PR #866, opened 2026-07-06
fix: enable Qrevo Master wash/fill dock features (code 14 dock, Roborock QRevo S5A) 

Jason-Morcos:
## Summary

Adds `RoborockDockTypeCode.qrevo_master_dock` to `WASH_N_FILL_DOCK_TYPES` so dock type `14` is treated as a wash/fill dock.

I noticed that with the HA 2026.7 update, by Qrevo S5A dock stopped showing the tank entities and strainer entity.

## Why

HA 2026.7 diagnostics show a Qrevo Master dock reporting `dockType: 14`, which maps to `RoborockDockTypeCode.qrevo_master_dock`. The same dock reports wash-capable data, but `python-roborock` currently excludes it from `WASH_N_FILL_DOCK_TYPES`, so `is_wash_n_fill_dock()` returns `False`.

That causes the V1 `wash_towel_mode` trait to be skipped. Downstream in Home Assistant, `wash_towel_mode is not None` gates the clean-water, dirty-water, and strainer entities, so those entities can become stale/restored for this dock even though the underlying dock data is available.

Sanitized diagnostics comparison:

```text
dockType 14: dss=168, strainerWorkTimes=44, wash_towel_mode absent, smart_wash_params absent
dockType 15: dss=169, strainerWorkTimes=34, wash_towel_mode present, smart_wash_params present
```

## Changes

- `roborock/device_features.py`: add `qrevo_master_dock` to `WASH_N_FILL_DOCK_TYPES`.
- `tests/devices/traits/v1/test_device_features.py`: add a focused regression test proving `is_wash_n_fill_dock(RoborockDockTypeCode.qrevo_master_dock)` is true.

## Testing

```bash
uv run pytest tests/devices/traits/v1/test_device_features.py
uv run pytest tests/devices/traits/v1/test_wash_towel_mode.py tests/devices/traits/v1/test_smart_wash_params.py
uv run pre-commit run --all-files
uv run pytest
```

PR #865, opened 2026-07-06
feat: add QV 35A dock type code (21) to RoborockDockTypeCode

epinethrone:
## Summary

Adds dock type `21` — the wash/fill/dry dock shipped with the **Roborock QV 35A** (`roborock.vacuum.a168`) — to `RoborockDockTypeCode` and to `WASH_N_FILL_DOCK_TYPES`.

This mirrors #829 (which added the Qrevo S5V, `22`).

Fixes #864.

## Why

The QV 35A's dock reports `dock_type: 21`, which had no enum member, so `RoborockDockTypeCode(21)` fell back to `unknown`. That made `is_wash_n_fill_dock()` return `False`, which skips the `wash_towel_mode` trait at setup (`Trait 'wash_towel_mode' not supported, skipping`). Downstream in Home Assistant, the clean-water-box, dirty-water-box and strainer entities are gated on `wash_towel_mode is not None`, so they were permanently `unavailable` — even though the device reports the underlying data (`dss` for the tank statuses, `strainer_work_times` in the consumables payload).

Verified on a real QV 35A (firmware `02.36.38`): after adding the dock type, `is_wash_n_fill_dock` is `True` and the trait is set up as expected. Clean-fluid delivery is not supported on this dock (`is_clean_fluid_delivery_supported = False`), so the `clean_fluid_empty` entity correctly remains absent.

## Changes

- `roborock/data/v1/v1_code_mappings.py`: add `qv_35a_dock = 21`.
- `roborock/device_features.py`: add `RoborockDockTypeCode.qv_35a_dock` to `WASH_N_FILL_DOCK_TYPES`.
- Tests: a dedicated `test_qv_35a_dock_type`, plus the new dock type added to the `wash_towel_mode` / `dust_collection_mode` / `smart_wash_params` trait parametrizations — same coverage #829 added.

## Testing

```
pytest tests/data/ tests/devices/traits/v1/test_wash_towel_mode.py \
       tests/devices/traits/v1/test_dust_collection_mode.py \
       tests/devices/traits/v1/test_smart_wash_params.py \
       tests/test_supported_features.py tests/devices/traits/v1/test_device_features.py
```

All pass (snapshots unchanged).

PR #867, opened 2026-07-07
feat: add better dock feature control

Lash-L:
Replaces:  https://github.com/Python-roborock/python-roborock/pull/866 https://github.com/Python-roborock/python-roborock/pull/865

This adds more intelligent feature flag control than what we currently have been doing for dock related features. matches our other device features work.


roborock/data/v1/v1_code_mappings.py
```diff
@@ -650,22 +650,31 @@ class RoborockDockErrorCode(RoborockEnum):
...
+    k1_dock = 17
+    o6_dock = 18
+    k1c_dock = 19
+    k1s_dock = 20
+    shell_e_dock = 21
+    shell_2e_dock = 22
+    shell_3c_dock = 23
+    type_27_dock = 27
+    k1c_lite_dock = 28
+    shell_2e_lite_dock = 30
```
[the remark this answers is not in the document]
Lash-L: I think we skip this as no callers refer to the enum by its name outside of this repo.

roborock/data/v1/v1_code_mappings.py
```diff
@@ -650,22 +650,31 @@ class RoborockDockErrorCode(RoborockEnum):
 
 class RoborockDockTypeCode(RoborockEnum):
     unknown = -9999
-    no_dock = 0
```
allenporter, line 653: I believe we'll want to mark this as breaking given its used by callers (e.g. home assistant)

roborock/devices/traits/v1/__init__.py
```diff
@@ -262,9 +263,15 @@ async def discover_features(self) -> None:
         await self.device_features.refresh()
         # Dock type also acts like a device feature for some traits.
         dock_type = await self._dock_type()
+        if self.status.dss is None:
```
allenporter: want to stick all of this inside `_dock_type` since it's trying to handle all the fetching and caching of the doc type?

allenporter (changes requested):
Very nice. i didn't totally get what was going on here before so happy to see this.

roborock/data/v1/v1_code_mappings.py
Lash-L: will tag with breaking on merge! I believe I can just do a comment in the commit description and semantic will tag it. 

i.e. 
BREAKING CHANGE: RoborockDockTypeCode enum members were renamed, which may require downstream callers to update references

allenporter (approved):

━━━

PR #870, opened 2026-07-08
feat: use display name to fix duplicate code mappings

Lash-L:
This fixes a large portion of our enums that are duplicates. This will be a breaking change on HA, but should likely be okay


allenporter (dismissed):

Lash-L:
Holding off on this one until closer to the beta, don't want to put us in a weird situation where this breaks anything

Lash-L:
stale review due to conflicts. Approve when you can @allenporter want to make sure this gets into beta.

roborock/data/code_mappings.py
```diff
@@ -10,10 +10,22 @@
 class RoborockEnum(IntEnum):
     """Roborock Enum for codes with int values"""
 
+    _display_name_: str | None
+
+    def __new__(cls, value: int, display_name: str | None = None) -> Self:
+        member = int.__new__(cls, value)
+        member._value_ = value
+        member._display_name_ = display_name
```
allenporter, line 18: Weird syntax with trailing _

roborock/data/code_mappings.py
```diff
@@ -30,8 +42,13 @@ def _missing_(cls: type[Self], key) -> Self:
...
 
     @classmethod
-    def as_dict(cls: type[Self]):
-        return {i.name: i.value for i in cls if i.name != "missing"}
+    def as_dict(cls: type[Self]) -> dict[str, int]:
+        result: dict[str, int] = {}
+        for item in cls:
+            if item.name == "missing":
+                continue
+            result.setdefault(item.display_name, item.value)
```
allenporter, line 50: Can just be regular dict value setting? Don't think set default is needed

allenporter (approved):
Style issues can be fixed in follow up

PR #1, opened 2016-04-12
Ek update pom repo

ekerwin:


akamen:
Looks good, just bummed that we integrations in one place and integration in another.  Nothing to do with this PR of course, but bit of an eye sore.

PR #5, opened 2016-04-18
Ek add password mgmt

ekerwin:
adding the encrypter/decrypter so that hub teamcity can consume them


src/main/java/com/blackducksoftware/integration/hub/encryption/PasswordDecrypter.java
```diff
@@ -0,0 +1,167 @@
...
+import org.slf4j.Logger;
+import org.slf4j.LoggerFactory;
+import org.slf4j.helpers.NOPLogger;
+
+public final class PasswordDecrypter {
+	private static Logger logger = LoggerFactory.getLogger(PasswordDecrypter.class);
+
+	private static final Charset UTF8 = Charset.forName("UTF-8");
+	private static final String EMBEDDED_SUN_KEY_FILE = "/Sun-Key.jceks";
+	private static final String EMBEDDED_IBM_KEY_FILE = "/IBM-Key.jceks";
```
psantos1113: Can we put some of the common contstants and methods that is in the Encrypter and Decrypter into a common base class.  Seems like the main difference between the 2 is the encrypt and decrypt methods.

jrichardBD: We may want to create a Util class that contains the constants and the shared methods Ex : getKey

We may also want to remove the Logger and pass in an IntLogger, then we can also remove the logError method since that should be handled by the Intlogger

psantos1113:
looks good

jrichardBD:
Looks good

━━━

What this task involves: Taking the material above one line at a time, count the lines that include "result" as a word or string, and give only that number.

Answer space: 2